I would imagine it all started about 3 years ago, with Google becoming aware that:
- Majority of new users (their potential future market) that were getting online were doing so on cheap mobile devices.
- Mobile Web was so bloated that those users were forced to consume the web trough native apps of their competitors like Facebook.
- Most publishers were not incentivized enough to maintain a good mobile version of their site.
At which point they came up with a plan to:
- Create an optimized web standard that would still work for their use case (ads)
- Figure out a strategy to get this standard adopted
I believe the adoption strategy was:
- Find big name publishers and convince them to implement AMP, explaining this will place them at the top of Google search results. (Who can say no to that?)
- Once enough publishers signed up, announce this standard to the public.
- Watch the rest of the web aggressively adopt the new standard in order to also appear at the top of Google search results.

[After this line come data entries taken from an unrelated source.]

PR #1079, opened 2020-01-27
New Medical History screen - cleanup #3

vinaysshenoy:
https://www.pivotaltracker.com/story/show/169674952

This moves the feature of registering a patient and opening the summary screen to the Mobius loop.

### DIFF
--- a/app/src/main/java/org/simple/clinic/medicalhistory/newentry/NewMedicalHistoryEffectHandler.kt
+++ b/app/src/main/java/org/simple/clinic/medicalhistory/newentry/NewMedicalHistoryEffectHandler.kt
@@ -1,13 +1,25 @@
 package org.simple.clinic.medicalhistory.newentry
 
 import com.spotify.mobius.rx2.RxMobius
+import com.squareup.inject.assisted.Assisted
+import com.squareup.inject.assisted.AssistedInject
 import io.reactivex.ObservableTransformer
+import org.simple.clinic.util.scheduler.SchedulersProvider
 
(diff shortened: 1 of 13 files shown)


vinaysshenoy:
@rakshakhegde Removed your request for review since Sasikanth was available and we are running on a tight schedule to get this feature out. Maybe we can pair review on a future PR in this feature later.

app/src/main/java/org/simple/clinic/medicalhistory/newentry/NewMedicalHistoryEffectHandler.kt
```diff
@@ -19,7 +31,42 @@ class NewMedicalHistoryEffectHandler @AssistedInject constructor(
...
+                .flatMap { registeredPatient ->
+                  medicalHistoryRepository
+                      .save(registeredPatient.uuid, ongoingMedicalHistoryEntry)
+                      .toSingleDefault(PatientRegistered(registeredPatient.uuid))
+                }
+          }
+    }
+  }
+
+  private data class RegisterPatientData(
```
msasikanth: Can't this data class be a separate file? or will this be moved later?

vinaysshenoy: This was intentionally left in this class since it is not required anywhere else. The only reason this exists is so that we can group the required data together to pass to the next operator in the Rx chain.

msasikanth:
Rebase the PR please

PR #1094, opened 2020-01-29
Fix empty blood pressures state in BP history screen

msasikanth:
- If we check for both null and empty list, edge case of removing all the BPs is not being handled. In order to fix that only null check is being made and the empty list is being rendered on the UI.

### DIFF
--- a/app/src/main/java/org/simple/clinic/bp/history/BloodPressureHistoryScreenModel.kt
+++ b/app/src/main/java/org/simple/clinic/bp/history/BloodPressureHistoryScreenModel.kt
@@ -18,7 +18,7 @@ data class BloodPressureHistoryScreenModel(
   }
 
   val hasBloodPressures: Boolean
-    get() = bloodPressures.isNullOrEmpty().not()
+    get() = bloodPressures != null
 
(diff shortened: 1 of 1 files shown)


app/src/main/java/org/simple/clinic/bp/history/BloodPressureHistoryScreenModel.kt
```diff
@@ -17,9 +17,6 @@ data class BloodPressureHistoryScreenModel(
     fun create(patientUuid: UUID) = BloodPressureHistoryScreenModel(patientUuid, null, null)
   }
 
-  val hasBloodPressures: Boolean
-    get() = bloodPressures.isNullOrEmpty().not()
```
vinaysshenoy: The advantage of having a separate function to check if the model has loaded BPs is that we can change the implementation in one place.

So, if leave this method as is, but change the getter method to `get() = bloodPressures != null`, we can make this fix without needing to change multiple places.

msasikanth: Done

I may have guessed correctly or I might be completely wrong, but the fact of the matter is that almost a million of domain names now implements AMP, including such big names as CNN, BBC, New York Times, Reddit etc.

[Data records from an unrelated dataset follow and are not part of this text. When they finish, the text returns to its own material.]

PR #1096, opened 2020-01-29
Change `timeDateTextView` string format in `list_bp_history_item`

msasikanth:
- Design updated to be similar as the summary view

### DIFF
--- a/app/src/main/res/values/strings.xml
+++ b/app/src/main/res/values/strings.xml
@@ -528,5 +528,5 @@
   <string name="bloodpressurehistory_bp_reading" translatable="false">%1$d / %2$d</string>
   <string name="bloodpressurehistory_add_bp_button">Blood Pressure</string>
   <string name="bloodpressurehistory_toolbar_title" translatable="false">%1$s, %2$s, %3$d</string>
-  <string name="bloodpressurehistory_bp_time_date">%1$s, %2$s</string>
+  <string name="bloodpressurehistory_bp_time_date" translatable="false">%1$s\n%2$s</string>
 </resources>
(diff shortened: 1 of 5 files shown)


app/src/main/res/values/strings.xml
```diff
@@ -528,5 +528,5 @@
   <string name="bloodpressurehistory_bp_reading" translatable="false">%1$d / %2$d</string>
   <string name="bloodpressurehistory_add_bp_button">Blood Pressure</string>
   <string name="bloodpressurehistory_toolbar_title" translatable="false">%1$s, %2$s, %3$d</string>
-  <string name="bloodpressurehistory_bp_time_date">%1$s, %2$s</string>
+  <string name="bloodpressurehistory_bp_date_time" translatable="false">%1$s\n%2$s</string>
```
vinaysshenoy: It is not necessary to change the names of resource IDs to match how we're displaying a certain value. The only time we will need to change the IDs is if thing we are displaying here itself has changed (say, from a timestamp to something else).

app/src/main/res/layout/list_bp_history_item.xml
```diff
@@ -70,12 +70,12 @@
...
     android:text="@string/patientsummary_edit"
     app:layout_constraintBottom_toTopOf="@id/bottomGuideline"
-    app:layout_constraintEnd_toStartOf="@id/timeDateTextView"
+    app:layout_constraintEnd_toStartOf="@id/dateTimeTextView"
     app:layout_constraintStart_toEndOf="@id/readingsTextView"
     app:layout_constraintTop_toBottomOf="@id/topGuideline" />
 
   <TextView
-    android:id="@+id/timeDateTextView"
+    android:id="@+id/dateTimeTextView"
```
vinaysshenoy: It is not necessary to change the names of view IDs to match how we're displaying a certain value. The only time we will need to change the IDs is if thing we are displaying here itself has changed (say, from a timestamp to something else).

In my observation (and I’ve been following AMP closely) the implementation has improved a lot since I wrote my initial post almost a year ago.
Most importantly, I believe that Google’s interest align fairly well with the interest of the users with low powered/low data devices. That is the reason why so few people are speaking out against AMP, they are happy with it. I tried to find frustrated AMP users on multiple occasion, and while there are some, usually they are pretty hard to find. Considering the scale of AMP, it definitely speaks in it’s favor.
As a side note, adoption of AMP also demonstrated just how much control Google has over the web.
Going forward
I’d like to quote Embrace AMP or AMP Wins again:
But the argument that as a subset it therefore isn’t needed — missing the point entirely — is self-defeating because that argument has short circuited any ability to talk about the need that AMP addresses, and how to make a more palatable, truly open and truly beneficial solution.
and
We need to embrace the theory of AMP while rejecting the centralized control and monitor that it entails.
I’d like this post to be my apology for any ego boosting activity I might have partaken in the past and a reminder to avoid similar activities in the future.
Going forward, I’d like my involvement with anything AMP related to be more constructive and less destructive. Instead of just “bitching” about things that I don’t like about the AMP, I’d like to actually do some work both related to AMP (advocating for users, publishers and open-ish web) and outside of AMP (advocating for users) to make things better.
Hopefully one day we’ll be able to look back at AMP as a first step in the right direction.